Records for the exercise =>
- - - - - - -

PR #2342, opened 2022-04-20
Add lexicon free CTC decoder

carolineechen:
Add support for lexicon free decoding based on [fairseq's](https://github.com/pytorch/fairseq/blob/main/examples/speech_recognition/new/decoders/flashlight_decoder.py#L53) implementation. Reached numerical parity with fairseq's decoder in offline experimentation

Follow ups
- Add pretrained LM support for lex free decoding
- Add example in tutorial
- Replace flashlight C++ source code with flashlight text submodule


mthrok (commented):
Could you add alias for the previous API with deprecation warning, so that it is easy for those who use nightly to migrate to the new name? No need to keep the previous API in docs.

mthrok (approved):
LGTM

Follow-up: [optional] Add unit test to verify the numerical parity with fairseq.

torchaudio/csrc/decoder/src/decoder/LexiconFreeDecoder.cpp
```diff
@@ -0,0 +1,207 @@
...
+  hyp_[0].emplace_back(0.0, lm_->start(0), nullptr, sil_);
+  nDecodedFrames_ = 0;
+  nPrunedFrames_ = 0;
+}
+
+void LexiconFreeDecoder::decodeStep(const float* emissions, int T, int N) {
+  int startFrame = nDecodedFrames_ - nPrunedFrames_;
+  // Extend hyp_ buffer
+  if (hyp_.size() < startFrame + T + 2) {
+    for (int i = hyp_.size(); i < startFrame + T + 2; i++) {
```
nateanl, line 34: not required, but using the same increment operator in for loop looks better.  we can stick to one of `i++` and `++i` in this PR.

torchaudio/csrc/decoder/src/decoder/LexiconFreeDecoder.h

- - - - - - -

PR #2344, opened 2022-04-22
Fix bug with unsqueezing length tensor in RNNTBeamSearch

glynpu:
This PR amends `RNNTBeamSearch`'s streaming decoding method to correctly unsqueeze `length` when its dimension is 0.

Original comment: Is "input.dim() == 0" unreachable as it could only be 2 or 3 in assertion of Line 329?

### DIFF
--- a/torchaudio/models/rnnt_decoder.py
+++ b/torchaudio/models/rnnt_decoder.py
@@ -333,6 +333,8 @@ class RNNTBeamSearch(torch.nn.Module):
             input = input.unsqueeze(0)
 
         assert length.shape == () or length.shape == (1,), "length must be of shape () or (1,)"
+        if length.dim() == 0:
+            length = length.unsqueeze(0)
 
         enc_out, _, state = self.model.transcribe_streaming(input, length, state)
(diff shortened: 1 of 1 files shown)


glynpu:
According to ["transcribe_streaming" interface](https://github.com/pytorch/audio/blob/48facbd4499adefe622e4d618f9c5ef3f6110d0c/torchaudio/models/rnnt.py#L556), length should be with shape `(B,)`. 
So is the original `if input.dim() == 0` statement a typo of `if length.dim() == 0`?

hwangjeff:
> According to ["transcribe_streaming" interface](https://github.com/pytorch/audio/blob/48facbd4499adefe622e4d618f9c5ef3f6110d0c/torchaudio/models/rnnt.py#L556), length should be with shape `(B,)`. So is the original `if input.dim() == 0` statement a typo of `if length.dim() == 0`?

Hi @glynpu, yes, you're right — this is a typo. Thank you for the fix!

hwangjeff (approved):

- - - - - - -

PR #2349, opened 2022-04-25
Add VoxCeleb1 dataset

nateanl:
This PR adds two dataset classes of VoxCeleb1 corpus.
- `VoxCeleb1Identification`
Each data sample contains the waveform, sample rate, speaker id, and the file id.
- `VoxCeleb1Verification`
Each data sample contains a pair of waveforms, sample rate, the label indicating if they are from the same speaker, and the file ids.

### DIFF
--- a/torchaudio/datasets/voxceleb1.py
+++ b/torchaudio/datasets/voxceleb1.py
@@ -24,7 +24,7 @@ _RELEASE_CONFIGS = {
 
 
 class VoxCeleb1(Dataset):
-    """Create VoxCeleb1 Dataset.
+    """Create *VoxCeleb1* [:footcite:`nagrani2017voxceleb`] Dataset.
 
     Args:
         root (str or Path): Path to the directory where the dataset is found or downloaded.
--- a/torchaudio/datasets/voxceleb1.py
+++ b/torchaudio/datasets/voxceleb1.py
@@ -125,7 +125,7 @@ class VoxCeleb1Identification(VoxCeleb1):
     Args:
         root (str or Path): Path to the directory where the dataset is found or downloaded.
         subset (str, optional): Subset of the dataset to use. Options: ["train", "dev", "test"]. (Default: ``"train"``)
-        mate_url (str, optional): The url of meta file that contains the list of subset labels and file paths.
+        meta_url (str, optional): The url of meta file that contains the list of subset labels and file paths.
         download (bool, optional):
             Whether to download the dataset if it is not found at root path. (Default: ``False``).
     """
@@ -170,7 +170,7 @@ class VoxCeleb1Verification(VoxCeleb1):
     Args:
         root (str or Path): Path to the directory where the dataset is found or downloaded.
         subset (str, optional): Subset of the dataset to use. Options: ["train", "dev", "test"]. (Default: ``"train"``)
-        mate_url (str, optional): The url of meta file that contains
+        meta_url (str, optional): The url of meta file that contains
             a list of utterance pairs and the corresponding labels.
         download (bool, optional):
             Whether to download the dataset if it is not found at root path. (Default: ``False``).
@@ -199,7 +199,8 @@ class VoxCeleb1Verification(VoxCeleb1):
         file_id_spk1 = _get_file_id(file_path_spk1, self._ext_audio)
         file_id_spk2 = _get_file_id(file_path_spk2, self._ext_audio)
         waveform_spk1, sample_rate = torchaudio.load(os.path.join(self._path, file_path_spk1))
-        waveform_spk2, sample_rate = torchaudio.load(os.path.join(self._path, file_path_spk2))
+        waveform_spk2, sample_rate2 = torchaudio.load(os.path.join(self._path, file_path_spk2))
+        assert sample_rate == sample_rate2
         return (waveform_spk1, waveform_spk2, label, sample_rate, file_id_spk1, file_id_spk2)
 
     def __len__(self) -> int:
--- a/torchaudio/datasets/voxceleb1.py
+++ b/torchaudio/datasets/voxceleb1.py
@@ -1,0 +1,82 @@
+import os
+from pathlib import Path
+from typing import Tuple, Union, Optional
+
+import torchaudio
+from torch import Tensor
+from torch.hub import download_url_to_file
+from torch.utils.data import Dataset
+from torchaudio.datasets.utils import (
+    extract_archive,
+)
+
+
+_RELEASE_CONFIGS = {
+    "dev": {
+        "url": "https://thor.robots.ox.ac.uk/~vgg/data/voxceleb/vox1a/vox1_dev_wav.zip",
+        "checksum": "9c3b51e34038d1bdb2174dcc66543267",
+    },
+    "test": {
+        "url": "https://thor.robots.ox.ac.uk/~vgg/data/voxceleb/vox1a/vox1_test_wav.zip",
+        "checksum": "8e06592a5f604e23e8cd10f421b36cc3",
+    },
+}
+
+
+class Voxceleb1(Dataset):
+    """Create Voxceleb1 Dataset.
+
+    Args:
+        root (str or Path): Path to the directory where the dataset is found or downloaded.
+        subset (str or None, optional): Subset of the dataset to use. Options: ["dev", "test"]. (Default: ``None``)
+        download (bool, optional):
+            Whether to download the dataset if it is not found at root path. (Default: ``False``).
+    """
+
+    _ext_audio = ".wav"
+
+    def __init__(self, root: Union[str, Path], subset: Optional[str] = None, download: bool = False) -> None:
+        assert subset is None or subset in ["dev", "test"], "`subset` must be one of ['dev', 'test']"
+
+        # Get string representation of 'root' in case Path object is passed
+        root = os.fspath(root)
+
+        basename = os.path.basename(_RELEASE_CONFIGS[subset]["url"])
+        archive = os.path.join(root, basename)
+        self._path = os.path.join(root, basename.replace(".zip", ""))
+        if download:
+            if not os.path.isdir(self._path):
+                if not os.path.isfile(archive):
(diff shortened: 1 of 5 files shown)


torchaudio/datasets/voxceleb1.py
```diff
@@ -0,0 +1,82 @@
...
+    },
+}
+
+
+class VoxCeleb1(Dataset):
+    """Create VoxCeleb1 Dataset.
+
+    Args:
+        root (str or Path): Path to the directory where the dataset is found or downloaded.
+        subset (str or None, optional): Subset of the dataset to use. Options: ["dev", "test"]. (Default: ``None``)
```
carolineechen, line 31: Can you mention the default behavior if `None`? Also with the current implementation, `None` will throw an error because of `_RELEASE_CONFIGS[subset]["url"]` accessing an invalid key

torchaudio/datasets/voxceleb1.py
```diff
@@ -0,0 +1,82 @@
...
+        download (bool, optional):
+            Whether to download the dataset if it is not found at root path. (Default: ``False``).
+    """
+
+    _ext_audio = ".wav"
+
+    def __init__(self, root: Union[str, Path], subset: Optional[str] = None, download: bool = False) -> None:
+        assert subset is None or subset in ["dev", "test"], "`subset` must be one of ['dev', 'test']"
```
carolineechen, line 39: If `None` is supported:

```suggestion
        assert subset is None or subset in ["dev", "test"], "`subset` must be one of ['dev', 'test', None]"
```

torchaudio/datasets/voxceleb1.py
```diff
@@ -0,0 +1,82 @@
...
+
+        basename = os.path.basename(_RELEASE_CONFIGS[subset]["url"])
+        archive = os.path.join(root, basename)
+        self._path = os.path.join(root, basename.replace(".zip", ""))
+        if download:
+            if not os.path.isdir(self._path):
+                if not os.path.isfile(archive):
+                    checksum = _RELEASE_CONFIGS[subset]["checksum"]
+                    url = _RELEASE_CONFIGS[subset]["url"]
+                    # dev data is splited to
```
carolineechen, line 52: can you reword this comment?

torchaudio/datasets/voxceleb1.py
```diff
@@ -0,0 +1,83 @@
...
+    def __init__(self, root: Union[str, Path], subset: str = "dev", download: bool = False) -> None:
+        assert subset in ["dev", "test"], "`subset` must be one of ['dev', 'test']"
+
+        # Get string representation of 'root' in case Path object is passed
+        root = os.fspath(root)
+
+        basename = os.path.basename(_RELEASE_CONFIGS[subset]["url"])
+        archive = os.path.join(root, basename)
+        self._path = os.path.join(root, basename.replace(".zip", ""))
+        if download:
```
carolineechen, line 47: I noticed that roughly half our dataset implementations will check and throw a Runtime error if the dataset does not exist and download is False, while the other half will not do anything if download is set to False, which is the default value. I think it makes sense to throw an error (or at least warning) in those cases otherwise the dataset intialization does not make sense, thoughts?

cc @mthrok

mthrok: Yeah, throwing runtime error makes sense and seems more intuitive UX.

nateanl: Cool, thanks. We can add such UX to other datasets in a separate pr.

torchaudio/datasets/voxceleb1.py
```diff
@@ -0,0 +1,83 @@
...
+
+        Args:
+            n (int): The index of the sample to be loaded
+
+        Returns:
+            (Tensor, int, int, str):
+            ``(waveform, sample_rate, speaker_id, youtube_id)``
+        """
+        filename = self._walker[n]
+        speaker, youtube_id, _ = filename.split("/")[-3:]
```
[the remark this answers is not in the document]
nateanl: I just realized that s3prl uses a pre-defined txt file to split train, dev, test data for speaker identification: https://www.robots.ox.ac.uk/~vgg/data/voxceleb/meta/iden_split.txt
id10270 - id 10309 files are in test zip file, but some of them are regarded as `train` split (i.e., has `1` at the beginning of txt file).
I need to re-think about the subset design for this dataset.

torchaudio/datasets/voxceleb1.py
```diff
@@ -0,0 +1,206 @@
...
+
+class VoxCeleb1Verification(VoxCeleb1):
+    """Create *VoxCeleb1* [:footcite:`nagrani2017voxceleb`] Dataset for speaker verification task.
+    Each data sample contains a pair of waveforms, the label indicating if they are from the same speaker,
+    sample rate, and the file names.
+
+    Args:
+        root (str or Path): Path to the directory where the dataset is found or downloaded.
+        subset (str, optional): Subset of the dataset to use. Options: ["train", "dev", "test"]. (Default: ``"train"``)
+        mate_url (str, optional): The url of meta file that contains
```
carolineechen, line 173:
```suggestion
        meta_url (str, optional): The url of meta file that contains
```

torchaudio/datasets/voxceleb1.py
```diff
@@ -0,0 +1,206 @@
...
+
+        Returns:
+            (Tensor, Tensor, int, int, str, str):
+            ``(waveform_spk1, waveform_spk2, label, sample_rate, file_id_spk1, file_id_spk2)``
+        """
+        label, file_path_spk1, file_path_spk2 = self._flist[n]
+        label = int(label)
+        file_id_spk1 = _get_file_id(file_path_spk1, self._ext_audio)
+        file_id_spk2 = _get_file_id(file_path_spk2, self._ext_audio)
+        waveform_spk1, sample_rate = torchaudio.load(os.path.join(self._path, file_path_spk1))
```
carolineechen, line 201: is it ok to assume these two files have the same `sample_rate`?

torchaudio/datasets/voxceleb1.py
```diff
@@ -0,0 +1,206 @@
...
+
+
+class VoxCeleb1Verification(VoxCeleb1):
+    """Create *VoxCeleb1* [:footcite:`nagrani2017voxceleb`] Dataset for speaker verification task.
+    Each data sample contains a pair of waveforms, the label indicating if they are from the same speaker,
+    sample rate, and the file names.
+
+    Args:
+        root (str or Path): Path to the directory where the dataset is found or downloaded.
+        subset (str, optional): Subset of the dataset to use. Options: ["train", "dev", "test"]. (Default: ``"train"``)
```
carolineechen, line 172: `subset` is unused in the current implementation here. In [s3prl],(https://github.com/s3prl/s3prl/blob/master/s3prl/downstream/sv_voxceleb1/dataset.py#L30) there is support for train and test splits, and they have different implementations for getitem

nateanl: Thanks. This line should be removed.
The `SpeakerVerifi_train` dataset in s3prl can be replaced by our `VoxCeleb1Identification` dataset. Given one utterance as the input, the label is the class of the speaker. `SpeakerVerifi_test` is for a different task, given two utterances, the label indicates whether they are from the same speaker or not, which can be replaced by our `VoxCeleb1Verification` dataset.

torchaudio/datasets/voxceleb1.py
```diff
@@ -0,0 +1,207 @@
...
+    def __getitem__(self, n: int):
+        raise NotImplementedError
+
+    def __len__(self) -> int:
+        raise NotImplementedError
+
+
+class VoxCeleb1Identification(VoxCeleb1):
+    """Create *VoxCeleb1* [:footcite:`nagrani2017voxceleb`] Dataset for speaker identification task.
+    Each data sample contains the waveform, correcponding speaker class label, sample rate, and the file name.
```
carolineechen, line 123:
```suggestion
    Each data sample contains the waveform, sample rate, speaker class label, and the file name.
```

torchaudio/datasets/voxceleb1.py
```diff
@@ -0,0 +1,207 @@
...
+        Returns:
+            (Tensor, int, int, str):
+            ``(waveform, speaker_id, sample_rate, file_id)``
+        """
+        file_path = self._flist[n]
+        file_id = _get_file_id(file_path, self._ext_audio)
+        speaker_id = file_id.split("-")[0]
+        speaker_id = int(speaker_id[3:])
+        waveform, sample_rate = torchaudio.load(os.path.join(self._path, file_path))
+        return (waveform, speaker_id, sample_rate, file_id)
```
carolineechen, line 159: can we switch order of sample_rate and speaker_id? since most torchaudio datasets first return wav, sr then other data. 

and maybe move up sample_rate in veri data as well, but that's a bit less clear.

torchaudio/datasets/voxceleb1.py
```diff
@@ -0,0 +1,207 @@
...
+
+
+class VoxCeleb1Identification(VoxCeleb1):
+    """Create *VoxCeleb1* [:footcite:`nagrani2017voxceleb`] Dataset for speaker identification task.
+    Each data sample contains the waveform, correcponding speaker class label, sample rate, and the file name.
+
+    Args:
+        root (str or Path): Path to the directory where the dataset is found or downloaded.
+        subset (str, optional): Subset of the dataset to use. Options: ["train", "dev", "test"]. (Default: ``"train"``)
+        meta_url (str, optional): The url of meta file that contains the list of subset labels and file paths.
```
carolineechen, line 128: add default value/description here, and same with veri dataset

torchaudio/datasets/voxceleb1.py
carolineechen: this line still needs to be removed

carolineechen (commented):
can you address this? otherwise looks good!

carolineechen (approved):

- - - - - - -

Work required => An exact copy of the lines above, from the one containing "--- a/torchaudio/models/rnnt_decoder.py" through the one containing "input = input.unsqueeze(0)", is the whole of the answer.

Completed task =>
--- a/torchaudio/models/rnnt_decoder.py
+++ b/torchaudio/models/rnnt_decoder.py
@@ -333,6 +333,8 @@ class RNNTBeamSearch(torch.nn.Module):
             input = input.unsqueeze(0)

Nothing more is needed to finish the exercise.